# Water bra



## Mossa

Does anybody know if there is a French name for a water bra ?

Thanks  a lot.


----------



## SwissPete

What is a *water bra*? Do you have context to help us?


----------



## Tayllc

A water bra is a bra that instead of having excess padding has water inside  to create an illusion of larger breasts. Water is used instead of padding sometimes as it is supposed to be a bit more realistic than just thick padding.


----------



## Mossa

SwissPete said:


> What is a *water bra*? Do you have context to help us?



It is a bra with water pads inside so that the breasts appear to be bigger.


----------



## pikabu

I don't think they would translate it. Do they translate the wonderbra?


----------



## dewsy

Anything that is put inside a bra is un coussinet. I have seen coussinets en silicone, could this be the same thing?


----------



## Micia93

pikabu said:


> I don't think they would translate it. Do they translate the wonderbra?


 

quite agree with you Pikabu !
you need to know what it is, of course, but without translating it !


----------



## Mossa

Micia93 said:


> quite agree with you Pikabu !
> you need to know what it is, of course, but without translating it !



I agree but it's in a dialog and it needs to be self explanatory to have the impact of the original dialog. Basically, it's a man who's mocking a woman for wearing one.

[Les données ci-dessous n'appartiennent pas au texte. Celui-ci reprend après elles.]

PR #983, opened 2016-03-16
Reset RC before every test

jgosmann:
[As mentioned in this discussion] (PR #946) the rc params should be reset before every test to prevent test interactions. This PR does that.

In addition it also sets the matplotlib backend to 'AGG' for the tests. Certain other backends are not straight-forward to install in virtualenvs and make problems when runnings tests with tox. This also makes the test backend independent from what the user has set in their config. 'AGG' should be a good default and work on pretty much any system

### DIFF
--- a/nengo/conftest.py
+++ b/nengo/conftest.py
@@ -20,8 +20,6 @@ test_seed = 0  # changing this will change seeds for all tests
 
 def pytest_configure(config):
     matplotlib.use('agg')
-    rc.reload_rc([])
-    rc.set('decoder_cache', 'enabled', 'False')
 
 
 @pytest.fixture(scope="session")
@@ -195,6 +193,9 @@ def pytest_generate_tests(metafunc):
 
 
 def pytest_runtest_setup(item):
+    rc.reload_rc([])
+    rc.set('decoder_cache', 'enabled', 'False')
+
     if not hasattr(item, 'obj'):
         return
     for mark, option, message in [
--- a/nengo/conftest.py
+++ b/nengo/conftest.py
@@ -3,6 +3,7 @@ import inspect
 import os
 import re
 
+import matplotlib
 import numpy as np
 import pytest
 
@@ -18,6 +19,7 @@ test_seed = 0  # changing this will change seeds for all tests
 
 
 def pytest_configure(config):
+    matplotlib.use('agg')
     rc.reload_rc([])
     rc.set('decoder_cache', 'enabled', 'False')
 
--- a/nengo/conftest.py
+++ b/nengo/conftest.py
@@ -195,6 +195,7 @@ def pytest_generate_tests(metafunc):
 def pytest_runtest_setup(item):
     rc.reload_rc([])
     rc.set('decoder_cache', 'enabled', 'False')
+    rc.set('exceptions', 'simplified', 'False')
 
     if not hasattr(item, 'obj'):
         return
--- a/nengo/utils/testing.py
+++ b/nengo/utils/testing.py
@@ -179,7 +179,7 @@ class WarningCatcher(object):
     def __enter__(self):
         self.catcher = warnings.catch_warnings(record=True)
         self.record = self.catcher.__enter__()
-        warnings.simplefilter('always', append=True)
+        warnings.simplefilter('always')
 
     def __exit__(self, type, value, traceback):
         self.catcher.__exit__(type, value, traceback)
--- a/.travis.yml
+++ b/.travis.yml
@@ -52,7 +52,6 @@ install:
 
 # Run the tests
 script:
-  - "echo 'backend : Agg' > matplotlibrc"
   - if [[ -n $SETUP_CMD ]]; then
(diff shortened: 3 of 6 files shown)


nengo/conftest.py
```diff
@@ -18,8 +19,7 @@
 
 
 def pytest_configure(config):
-    rc.reload_rc([])
-    rc.set('decoder_cache', 'enabled', 'False')
+    matplotlib.use('AGG')
```
tbekolay: In Matplotlib's list of backends (`matplotlib.rcsetup.non_interactive_bk`) it's listed as `u'agg'` (no capitals) so I would favor all lowercase here to be consistent.

tbekolay:
I'm going to add a commit to remove some stuff I did in the `exceptions` notebook to manage `rc` state, but aside from that and the nitpick inline, this looks great!

jgosmann:
Should we also turn off simplified exceptions in the tests? Might make debugging easier ...

hunse:
> Should we also turn off simplified exceptions in the tests? Might make debugging easier ...

That's a good idea.

tbekolay:
Added a commit to remove the RC resetting in `exceptions.ipynb`. I think this looks good to me now; @hunse do you want to look at this? Or @drasmuss, whoever gets to it first!

nengo/utils/testing.py
```diff
@@ -179,7 +179,7 @@ class WarningCatcher(object):
     def __enter__(self):
         self.catcher = warnings.catch_warnings(record=True)
         self.record = self.catcher.__enter__()
-        warnings.simplefilter('always', append=True)
+        warnings.simplefilter('always')
```
hunse: There's now `pytest.warns`, which does the same thing as `pytest.raises` but for warnings. And it does this properly. Maybe we should switch to using that at some point. We would need to restrict ourselves to newer `pytest` though. For now, this is fine.

nengo/conftest.py
```diff
@@ -18,8 +19,7 @@
 
 
 def pytest_configure(config):
-    rc.reload_rc([])
-    rc.set('decoder_cache', 'enabled', 'False')
+    matplotlib.use('agg')
```
hunse: Is this going to affect users running the tests, though? What if users have their matplotlib set up to use a different backend?

hunse:
Other than that question about setting the matplotlib backend, this all looks good.

nengo/conftest.py
jgosmann: Users having set their backend to something else is exactly the reason why I think that this is necessary. For example, on Linux my backend is set to 'Qt4Agg' right now, but `tox` won't install the required modules (e.g., pyside) and fail. On OS X, I have a similar problem where a framework install of Python is needed for the backend which is not supported by the virtualenv (without manual intervention).

Apart from that, the tests should produce reproducible results independent of what some user configuration file says (though, other matplotlib settings probably still have an effect). 'agg' should work on (almost?) all systems for the file output we're producing.

hunse: > but `tox` won't install the required modules

I consider it the user's job to set up their matplotlib properly.

> 'agg' should work on (almost?) all systems for the file output we're producing.

Sometimes, when I'm testing, I use `plt.show` to actually pop up a plot window. But I guess that's considered a hack, and not something we need to support. Also, I can still hack it by just importing matplotlib myself. I would like to be pretty sure that 'agg' will work on almost all systems for file output, but if you have good reason to believe that I'm fine with this. I don't know enough about it myself to say.

jgosmann: > I consider it the user's job to set up their matplotlib properly.

My matplotlib is properly setup on all my systems. Afaik there is no way to tell tox to install additional modules into the venvs it creates given specific matplotlib backends. Also there is currently no way to solve the framework install issue with tox. So the only two options are: Set a defined default backend or require the user to always edit the config to run tests with `tox`.

> Sometimes, when I'm testing, I use plt.show to actually pop up a plot window.

That might no longer work with this because 'agg' is not an interactive renderer (i.e. can only plot to a file).



> I would like to be pretty sure that 'agg' will work on almost all systems for file output,

The matplotlib documentation says "The canonical renderer for user interfaces is Agg which uses the Anti-Grain Geometry C++ library to make a raster (pixel) image of the figure". That's not about file output, but at least better than nothing

I would also be ok with changing the backend to 'pdf' instead of 'agg' because we save PDFs anyways.

hunse: I've never tried the 'pdf' backend, so I'd be wary of changing to it right before a release unless we have a good reason. But if someone wants to do some more research, this could be a good option down the road. I'm not sure what the pros and cons would be.

hunse:
I'm convinced that matplotlib's 'agg' backend should work almost all the time for what we want to do, so I'm fine with this as-is.

nengo/utils/testing.py
tbekolay: We don't require users to install pytest, so upping the required version only affect developers who should have no problems upgrading. So I'm cool upping it, but yes, in another PR :)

I'm not sure the word "Water bra" is really known to French people except women who wear them because it seems to be the way they call these in shops; I could use "Wonder Bra" which is widely known but it wouldn't have the same impact as a "Water Bra" is made to be even bigger.


----------



## XIII56

rembourré avec des coussinets d'eau !?!


----------



## Micia93

Mossa said:


> I agree but it's in a dialog and it needs to be self explanatory to have the impact of the original dialog. Basically, it's a man who's mocking a woman for wearing one. I'm not sure the word "Water bra" is really known to French people except women who wear them because it seems to be the way they call these in shops; I could use "Wonder Bra" which is widely known but it wouldn't have the same impact as a "Water Bra" is made to be even bigger.


 
OK, I understand what you mean Mossa
then, we must find some slang expression, like "soutif à loloches" for example 
I know the guys here don't lack imagination, and they certainly will find out a good one !


----------



## XIII56

Micia93 said:


> I know the guys here don't lack imagination, and they certainly will find out a good one !

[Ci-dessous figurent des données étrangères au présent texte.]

Issue #977, opened 2016-03-08
Copying Nengo objects


tbekolay:
From today's meeting, it would be nice to be able to copy Nengo object's cleanly. I think in general we want shallow copies (i.e., don't deepcopy the parameter values); deepcopies aren't necessary since everything we do to make sure we can make multiple simulators also means we don't need to do deepcopies.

I think if that was frequent here we would call it a "water soutif".


----------



## Missrapunzel

dewsy said:


> Anything that is put inside a bra is un coussinet. I have seen coussinets en silicone, could this be the same thing?

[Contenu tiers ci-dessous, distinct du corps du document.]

PR #985, opened 2016-03-17
Fixed minor bugs in `test_neurons.test_reset`

hunse:
The WhiteSignal being used had a low frequency and duration,
resulting in a signal that was acutally all zeros.

### DIFF
--- a/nengo/tests/test_neurons.py
+++ b/nengo/tests/test_neurons.py
@@ -230,7 +230,7 @@ def test_izhikevich(Simulator, plt, seed, rng):
     simulated in Nengo (but doesn't test any properties of them).
     """
     with nengo.Network() as m:
-        u = nengo.Node(output=WhiteSignal(0.6, 8), size_out=1)
+        u = nengo.Node(output=WhiteSignal(0.6, high=10), size_out=1)
 
         # Seed the ensembles (not network) so we get the same sort of neurons
         ens_args = {'n_neurons': 4, 'dimensions': 1, 'seed': seed}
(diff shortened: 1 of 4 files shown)


drasmuss:
Do we need to make a similar change here https://github.com/nengo/nengo/pull/985/files#diff-273f7dd17cf9940b99c916464def1fabR284?

Only other comment is typo in commit message (acutally -> actually).

hunse:
No, the fact that it was all zeros was quite acute to me.

Yeah, we should definitely change that other one, too.

tbekolay:
https://github.com/nengo/nengo/pull/985/files#diff-273f7dd17cf9940b99c916464def1fabR284 only runs the simulator for 0.1 seconds, so there's no need to generate more signal. But I guess for short runs the high frequency should be at least 10, I guess?

tbekolay:
Pushed a commit to up the `high` of other `WhiteSignal`s in the test suite. And I can fix the commit message in the merge ;) This look OK to you, @drasmuss and @hunse ?

nengo/tests/test_neurons.py
```diff
@@ -281,7 +281,7 @@ def test_dt_dependence(Simulator, nl_nodirect, plt, seed, rng):
     """Neurons should not wildly change with different dt."""
     with nengo.Network(seed=seed) as m:
         m.config[nengo.Ensemble].neuron_type = nl_nodirect()
-        u = nengo.Node(output=WhiteSignal(0.1, 5), size_out=2)
+        u = nengo.Node(output=WhiteSignal(0.1, high=8), size_out=2)
```
hunse: So this one is still all zero. Basically, we need `high < 1. / period` to get a non-zero signal. Is this check worth putting in WhiteSignal itself?

hunse: Also, when I fix this, this test breaks because the WhiteSignal changes depending on the `dt` used. In general, I think it would be very difficult to have our random processes be agnostic to dt. But do you think users will expect this? In this respect, our old method of generating WhiteSignal was better, where we had sine waves at fixed frequency intervals and we just generated random coefficients for them, since that method is agnostic to `dt`.

hunse:
Okay, I've added a few fixes to make one more signal non-zero and check in WhiteSignal that we don't make zero signals in the future. This should be good to go now.

tbekolay:
Looks great to me. @drasmuss, want to quickly rereview? I'll merge on your +1.

drasmuss:
Looks good, but Travis-CI error?

hunse:
That's a weird error. Not my fault!! :) That notebook doesn't even seem to use WhiteSignal, so I don't see how the error could be related to any of the changes here. Also, the error itself seems like some strange IPython thing.

hunse:
Why is there a flake8 error saying ValidationError is not defined in processes.py? It clearly is, and I don't get this error locally.

tbekolay:
I'll wait on #996 for this since they touch some of the same code, then merge after that's merged. I'll keep the `allclose` in the rebase.

PR #987, opened 2016-03-17
Let connections accept functions without names

### LINKED ISSUE #981: Support partial functions in a Connection
It would be nice to be able to use partial functions for the `function` argument in a `Connection`. Currently an `AttributeError` is thrown when you try to do this.

Simple example:
```
import nengo
from functools import partial

def add(x, val):
    return x + val

model = nengo.Network()

with model:
    a = nengo.Ensemble(10,1)
    b = nengo.Ensemble(10,1)
    nengo.Connection(a, b, function=partial(add,val=2))

sim = nengo.Simulator(model)
sim.run(1)
```

and the error is:
```
  File "partial_func_nengo_issue.py", line 14, in <module>
    sim = nengo.Simulator(model)
  File "/home/bjkomer/nengo/nengo/simulator.py", line 108, in __init__
    self.model.build(network)
  File "/home/bjkomer/nengo/nengo/builder/builder.py", line 34, in build
    return Builder.build(self, obj, *args, **kwargs)
  File "/home/bjkomer/nengo/nengo/builder/builder.py", line 79, in build
  File "/home/bjkomer/nengo/nengo/builder/network.py", line 72, in build_network
    model.build(conn)
  File "/home/bjkomer/nengo/nengo/builder/builder.py", line 34, in build
    return Builder.build(self, obj, *args, **kwargs)
  File "/home/bjkomer/nengo/nengo/builder/builder.py", line 79, in build
  File "/home/bjkomer/nengo/nengo/builder/connection.py", line 196, in build_connection
    model.sig[conn]['weights'] = Signal(weights, name="%s.weights" % conn)
  File "/home/bjkomer/nengo/nengo/connection.py", line 329, in __str__
    return "<Connection %s>" % self._label
  File "/home/bjkomer/nengo/nengo/connection.py", line 326, in _label
    if self.function is not None else "")
AttributeError: 'functools.partial' object has no attribute '__name__'
```

Seanny123:
Resolves #981

### DIFF
--- a/nengo/connection.py
+++ b/nengo/connection.py
@@ -374,10 +374,9 @@ class Connection(NengoObject):
         if self.label is not None:
             return self.label
 
-        return "from %s to %s%s" % (
-            self.pre, self.post,
-            " computing '%s'" % self.function.__name__
-            if self.function is not None else "")
+        desc = "" if self.function is None else " computing '%s'" % (
+            getattr(self.function, '__name__', str(self.function)))
+        return "from %s to %s%s" % (self.pre, self.post, desc)
 
     def __str__(self):
         return "<Connection %s>" % self._str
--- a/nengo/tests/test_connection.py
+++ b/nengo/tests/test_connection.py
@@ -1,3 +1,5 @@
+from functools import partial
+
 import numpy as np
 import pytest
 
@@ -798,3 +800,19 @@ def test_connectionlearningruletypeparam():
         with pytest.raises(ValueError):  # transform must be correct shape
             nengo.Connection(a, b, transform=np.ones((10, 11)),
                              learning_rule_type=nengo.BCM())
+
+
+def test_function_with_no_name(Simulator):
+
+    def add(x, val):
+        return x + val
+
+    model = nengo.Network()
+
+    with model:
+        a = nengo.Ensemble(10, 1)
+        b = nengo.Ensemble(11, 1)
+        nengo.Connection(a, b, function=partial(add, val=2))
+
+    with Simulator(model) as sim:
+        assert sim


nengo/connection.py
```diff
@@ -374,10 +374,16 @@ def _str(self):
         if self.label is not None:
             return self.label
 
+        desc = None
+        if self.function is not None and hasattr(self.function, "__name__"):
+            desc = self.function.__name__
+        elif not hasattr(self.function, "__name__"):
+            desc = str(self.function)
```
hunse: You can do this in one line with `desc = getattr(self.function, '__name__', str(self.function)) if self.function is not None else ""`, and then you don't have to check `desc is not None` below either.

Seanny123:
@hunse is this better?

hunse:
Well except now you're going to say computing twice :)

Seanny123:
@hunse Gah. Fixed that now and tested it more carefully with this script to visually inspect the strings:

    from functools import partial

    def add(x, val):
        return x + val

    model = nengo.Network()

    with model:
        a = nengo.Ensemble(10, 1)
        b = nengo.Ensemble(11, 1)
        c = nengo.Ensemble(12, 1)
        nengo.Connection(a, b, function=partial(add, val=2))
        nengo.Connection(a, c)
    model.all_connections

tbekolay:
This is pretty small, so seems worth having in 2.1.0. @hunse, look good to you now? If so I'll merge it in.

nengo/connection.py
```diff
@@ -374,10 +374,14 @@ def _str(self):
...
+            desc = " computing '%s'" % (
+                getattr(self.function, '__name__', str(self.function)))
+        else:
+            desc = ""
+
         return "from %s to %s%s" % (
-            self.pre, self.post,
-            " computing '%s'" % self.function.__name__
-            if self.function is not None else "")
+            self.pre, self.post, desc)
```
hunse: This can be one line with the above line now.

nengo/connection.py
```diff
@@ -374,10 +374,14 @@ def _str(self):
         if self.label is not None:
             return self.label
 
+        if self.function is not None:
+            desc = " computing '%s'" % (
+                getattr(self.function, '__name__', str(self.function)))
+        else:
+            desc = ""
```
hunse: Generally I try to avoid `if` blocks that set a variable one way in one part of the block and a different way in another part without doing much else, because it seems like an inline if can do the same usually with more clarity. But that's just personal preference, what you have is okay.

hunse:
Just turn those two lines into one and it's good to go. You could even just do that on merge, it's so small.

tbekolay:
Yep, I'll do it on the merge. Thanks!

I think dewsy is right! I would say "_un soutien-gorge avec coussinets en silicone_" or maybe "_coussinets d'eau_".


----------



## Micia93

Missrapunzel said:


> I think dewsy is right! I would say "_un soutien-gorge avec coussinets en silicone_" or maybe "_coussinets d'eau_".


 

c'est très certainement cela, Miss, mais le problème est qu'il s'agit d'un dialogue, que le type se moque de la fille qui porte cela, et il faut peut-etre un niveau de langage plus au ras des pâquerettes, tu ne trouves pas ?


----------



## vanagreg

On peut dire tout simplement "soutien-gorge à eau".


----------



## giga2294

vanagreg said:


> On peut dire tout simplement "soutien-gorge à eau" .


D'accord avec vanagreg.
La preuve : http://www.priceminister.com/offer/...outien-Gorge-Avec-Eau-Integre-85-A-Tanga.html


----------



## Missrapunzel

vanagreg said:


> On peut dire tout simplement "soutien-gorge à eau".


pas mal !!!


----------



## boterham

si cela doit être un peu familier pourquoi pas _soutif à poches d'eau  ?_

soutif rembourré à l'eau / avec des poches d'eau ?


----------



## smallseb

Et pourquoi pas, dans sa forme la plus simple _un sous-tien gorge rembourré_?
Water-bra stands for the material inside the bra. Does it really matters with what is it padded with?


----------



## Micia93

boterham said:


> si cela doit être un peu familier pourquoi pas _soutif à poches d'eau ?_
> 
> soutif rembourré à l'eau / avec des poches d'eau ?


 

d'accord avec toi Boterham, je crois qu'il faut s'éloigner de la définition d'origine, et c'est le niveau de langage dont je parlais justement !


----------



## XIII56

smallseb said:


> Et pourquoi pas, dans sa forme la plus simple _un sous-tien gorge rembourré_?
> Water-bra stands for the material inside the bra. Does it really matters with what is it padded with?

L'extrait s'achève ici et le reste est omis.